(Data shown begins)

PR #116, opened 2025-02-19
Add rudimentary timings

mscho527:
Small PR to add rudimentary timings for the software paper

----------

I've used simple `time` module for this since we don't have a good logging infrastructure yet. Lmk if there is a better way to do this!


mscho527:
AFAIK, `sphinx` version cap in #100 should fix the docs test

src/quemb/molbe/mbe.py
```diff
@@ -230,6 +233,11 @@ def __init__(
             self.initialize(mf._eri, compute_hf)
         else:
             self.initialize(None, compute_hf, restart=True)
+        if settings.PRINT_LEVEL >= 10:
+            print(
+                f"Time to initialize BE object: {time() - init_start_time}",
+                flush=True,
```
mcocdawc, line 239: IMHO we overdo the flushing.

In this case I would just print. (also applies to the rest)

mcocdawc (commented):
Looks good.

It seems as if we will do this some more times. Perhaps something like the following class might be useful?

```python
@define
class Timer:
    """A simple timer class."""
    message: str = "Elapsed time"
    start: float = field(init=False, factory=time)

    def elapsed(self) -> float:
        return time() - self.start

    def str_elapsed(self) -> str:
        return f"{self.message}: {self.elapsed():.3f}"
```

which would be used as
```python
init_timer = Timer("Time to initialize BE object")
print(init_timer.str_elapsed())
```

mscho527:
> Looks good.
> 
> It seems as if we will do this some more times. Perhaps something like the following class might be useful?
> 
> ```python
> @define
> class Timer:
>     """A simple timer class."""
>     message: str = "Elapsed time"
>     start: float = field(init=False, factory=time)
> 
>     def elapsed(self) -> float:
>         return time() - self.start
> 
>     def str_elapsed(self) -> str:
>         return f"{self.message}: {self.elapsed():.3f}"
> ```
> 
> which would be used as
> 
> ```python
> init_timer = Timer("Time to initialize BE object")
> print(init_timer.str_elapsed())
> ```

Ah that's neat! I'll shamelessly copy this and add it to the PR

src/quemb/molbe/opt.py
```diff
@@ -174,24 +177,34 @@ def optimize(self, method, J0=None, trust_region=False):
...
                         "Error in density matching      :   {:>2.4e}".format(self.err),
                         flush=True,
                     )
+                    if settings.PRINT_LEVEL >= 10:
+                        print(iter_timer.str_elapsed())
                     print(flush=True)
                     if self.err < self.conv_tol:
                         print(flush=True)
                         print("CONVERGED", flush=True)
+                        if settings.PRINT_LEVEL >= 10:
```
mcocdawc, line 203: If you want to change the message later it is probably better to do:
```python
def str_elapsed(message: str | None = None) -> str:
    return f"{self.message if message is None else message}: {self.elapsed():.5f}"
```

and do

(Data shown ends)

- **Goal of the exercise**: Every line above holding the string "used" should be listed.

- **Answer below**:
I've used simple `time` module for this since we don't have a good logging infrastructure yet. Lmk if there is a better way to do this!
which would be used as
> which would be used as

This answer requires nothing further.